The Handheld Interagency Identity Detection Equipment (HIIDE) scans fingerprints or irises, then matches them with those stored in a remote database.

"The iris, or colored part of your eye, has rings and freckles in it. The construct of an iris is very unique. You can take those aspects of the iris' characteristics and do a real quick match," said Army Col. Ted Jennings, project manager, DoD Biometrics, Common and Army specific programs. "The Army is constantly pushing and trying to take away the anonymity of the terrorist or the combatant over in theater. "

HIIDEs are part of an Army and Marine Corps effort to improve the collection and use of biometric identification data. In December, a DoD and Army task force issued a three-year contract called Biometrics Operations and Support Services-Unrestricted. The contract, worth $479 million, allows 12 firms to compete to handle a variety of biometric-related tasks, missions and functions.

"Some [vendors] will be building next-generation systems and some will be staff augmentation, consulting and strategic support," said Mike Stango, the senior project manager for biometrics with CACI International, one of the 12 firms.

The others are American Systems, Booz Allen Hamilton, Cogent, Computer Sciences, Electronic Data Systems, Ideal Innovations, Lockheed Martin, Northrop Grumman, Raytheon, SAIC and Telos.

Such technologies are already affecting deployed forces, said retired Vice Adm. Albert Calland, CACI's executive vice president for integrated security and intelligence.

"If you go into a house in Iraq and Afghanistan, you need to be able to find out who is who," Calland said. "DoD is working to institutionalize biometrics, and we provide the services and solutions across all of these touch points, such as matching the fingerprints and sharing information with other agencies. You may have a latent fingerprint from an IED - maybe their fingerprint matches someone?

"Also, it is vital to be able to ensure that if you do detain or hold somebody that you start to develop a database. It is absolutely vital," he said.

U.S. forces use HIIDE during neighborhood patrols to find insurgents among a friendly population.

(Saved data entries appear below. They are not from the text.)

PR #365, opened 2017-05-03
Bug 1192834: Crash during apply with index compaction enabled

gl-sergei:
There were several issues with compact backups:

1. Prepare failed on rollback and purge phases because secondary indexes
   are not rebuilt by the time of rollback/purge. Fixed by skipping
   rollback and purge for all secondary indexes.
2. Pages in buffer pool could mistakenly be marked as compacted and redo
   log would not be replayed on such pages which led to corrupt backups
   and crashes. Fixed by clearing `is_compacted' for every page read
   into the buffer pool.
3. Compacted pages which have been freed up and repurposed by server
   were not fully reset during prepare which let to corrupt backups.
4. Index rebuild process could start in parallel with rollback phase
   which led to crashes and corrupt backups. Fix makes sure that index
   rebuild process isn't started until rollback is fully complete.

### DIFF
--- a/storage/innobase/srv/srv0start.cc
+++ b/storage/innobase/srv/srv0start.cc
@@ -2848,6 +2848,9 @@ files_checked:
 	os_fast_mutex_free(&srv_os_test_mutex);
 
 	if (srv_rebuild_indexes) {
+		while (trx_rollback_or_clean_is_active) {
+			os_thread_sleep(100000);
+		}
 		xb_compact_rebuild_indexes();
 	}
 
--- a/storage/innobase/xtrabackup/src/xtrabackup.cc
+++ b/storage/innobase/xtrabackup/src/xtrabackup.cc
@@ -303,6 +303,7 @@ static char *xtrabackup_debug_sync = NULL;
 
 my_bool xtrabackup_compact = FALSE;
 my_bool xtrabackup_rebuild_indexes = FALSE;
+my_bool xtrabackup_compact_need_expand = FALSE;
 
 my_bool xtrabackup_incremental_force_scan = FALSE;
 
@@ -1962,9 +1963,11 @@ xtrabackup_read_metadata(char *filename)
 	/* Optional fields */
 
 	if (fscanf(fp, "compact = %d\n", &t) == 1) {
-		xtrabackup_compact = (t == 1);
+		xtrabackup_compact = (t != 0);
+		xtrabackup_compact_need_expand = (t == 1);
 	} else {
-		xtrabackup_compact = 0;
+		xtrabackup_compact = FALSE;
+		xtrabackup_compact_need_expand = FALSE;
 	}
 
 	if (fscanf(fp, "recover_binlog_info = %d\n", &t) == 1) {
@@ -1995,7 +1998,11 @@ xtrabackup_print_metadata(char *buf, size_t buf_len)
 		 metadata_from_lsn,
 		 metadata_to_lsn,
 		 metadata_last_lsn,
-		 MY_TEST(xtrabackup_compact == TRUE),
+		 /* compact = 1 means backup is compact, not expanded
+		    compact = 2 means backup is compact, expanded */
+		 xtrabackup_compact ?
+			(xtrabackup_backup ||
+				xtrabackup_compact_need_expand ? 1 : 2) : 0,
 		 MY_TEST(opt_binlog_info == BINLOG_INFO_LOCKLESS));
 }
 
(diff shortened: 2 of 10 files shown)


gl-sergei:
http://jenkins.percona.com/view/PXB%202.3/job/percona-xtrabackup-2.3-param/277/

storage/innobase/xtrabackup/test/t/bug1192834-purge.sh
```diff
@@ -0,0 +1,33 @@
...
+load_dbase_schema sakila
+load_dbase_data sakila
+
+run_cmd $MYSQL $MYSQL_ARGS -e "DELETE FROM payment LIMIT 100" sakila
+
+sleep 2
+
+backup_dir="$topdir/backup"
+
+innobackupex --no-timestamp --compact $backup_dir
```
VasilyNemkov: Do you use `innnobackupex` here intentionally? If yes, please put a comment why, IIRC it is going to be deprecated.

storage/innobase/xtrabackup/test/t/bug1192834-purge.sh
```diff
@@ -0,0 +1,33 @@
...
+# Bug 1192834: Crash during apply with index compaction enabled          #
+##########################################################################
+
+. inc/common.sh
+
+start_server --innodb_file_per_table
+load_dbase_schema sakila
+load_dbase_data sakila
+
+run_cmd $MYSQL $MYSQL_ARGS -e "DELETE FROM payment LIMIT 100" sakila
```
VasilyNemkov: I personally find `mysql` shortcut function from `inc/common.sh` somewhat more convenient and less verbose.

storage/innobase/xtrabackup/test/t/bug1192834-rollback.sh
```diff
@@ -0,0 +1,44 @@
...
+START TRANSACTION;
+DELETE FROM payment;
+SELECT SLEEP(10000);
+EOF
+}
+
+start_uncomitted_transaction &
+job_master=$!
+
+sleep 2
```
VasilyNemkov, line 23: Why do we need to sleep here?

storage/innobase/xtrabackup/test/t/bug1192834-rollback.sh
```diff
@@ -0,0 +1,44 @@
...
+
+backup_dir="$topdir/backup"
+
+innobackupex --no-timestamp --compact $backup_dir
```
VasilyNemkov: Do you use `innnobackupex` here intentionally? If yes, please put a comment why, IIRC it is going to be deprecated.

storage/innobase/xtrabackup/test/t/bug1192834-rollback.sh
```diff
@@ -0,0 +1,44 @@
...
+
+. inc/common.sh
+
+start_server --innodb_file_per_table
+load_dbase_schema sakila
+load_dbase_data sakila
+
+function start_uncomitted_transaction()
+{
+    run_cmd $MYSQL $MYSQL_ARGS sakila <<EOF
```
VasilyNemkov: Please consider using `mysql` function instead.

storage/innobase/xtrabackup/src/xtrabackup.cc
```diff
@@ -1995,7 +1998,7 @@ xtrabackup_print_metadata(char *buf, size_t buf_len)
 		 metadata_from_lsn,
 		 metadata_to_lsn,
 		 metadata_last_lsn,
-		 MY_TEST(xtrabackup_compact == TRUE),
+		 xtrabackup_compact ? (xtrabackup_prepare ? 2 : 1) : 0,
```
VasilyNemkov: This implicitly controls the value of `xtrabackup_compact_need_expand` on next read in `xtrabackup_read_metadata()` please add a comment here why.

storage/innobase/srv/srv0start.cc
```diff
@@ -2848,6 +2848,9 @@ innobase_start_or_create_for_mysql(void)
 	os_fast_mutex_free(&srv_os_test_mutex);
 
 	if (srv_rebuild_indexes) {
+		while (trx_rollback_or_clean_is_active) {
```
VasilyNemkov, line 2851: It looks like that we might need proper synchronization here with a mutex or at least by making `trx_rollback_or_clean_is_active` volatile or by playing around with atomic.

VasilyNemkov (changes requested):
Looks Ok, but few minor modifications required.

storage/innobase/xtrabackup/test/t/bug1192834-rollback.sh
gl-sergei: I want DELETE to actually delete some rows before backup starts, I could grep SHOW PROCESSLIST output, but it would be overkill in this case.

storage/innobase/srv/srv0start.cc
gl-sergei: If we were need volatile for extern variables used in loops like this one, InnoDB would probably stop working all together. Compiler will not optimize this loop because the call to `os_thread_sleep` can actually change any global variable as side effect. And there is a syscall inside of it, which makes things even more uncertain for compiler.

VasilyNemkov (approved):
Looks good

The devices connect to a DoD database called the Automated Biometric Information System, which gathers identification data from U.S. and coalition partners.

Those devices, along with the Biometric Identification System for Access installed at the entrances of 34 U.S. forward-operating bases, will benefit from the coming switch to "blade servers," narrow network devices that can easily be added, swapped out or upgraded.

"If you have modalities other than fingerprints, such as facial recognition and iris scan information, you need a system that can do that," Jennings said.

One analyst said the switch will make a big difference.

"Blade server technology, which is extremely fast and has extremely high data capability, can turn something from a limited utility into something that is revolutionary," said Daniel Goure, vice president of the Lexington Institute, an Arlington, Va., think tank.

The blade servers will help efforts to collect new and different types of identifying information.

"It is important to be able to collect multimodal biometric information with the same device, such as a PDA [personal data assistant] or cell phone, which is collecting the fingerprint and is ruggedized," Stango said. "It should have the capacity to store all the information right there on the spot."

Researchers also are looking to gather identifying data from more body parts, Stango said.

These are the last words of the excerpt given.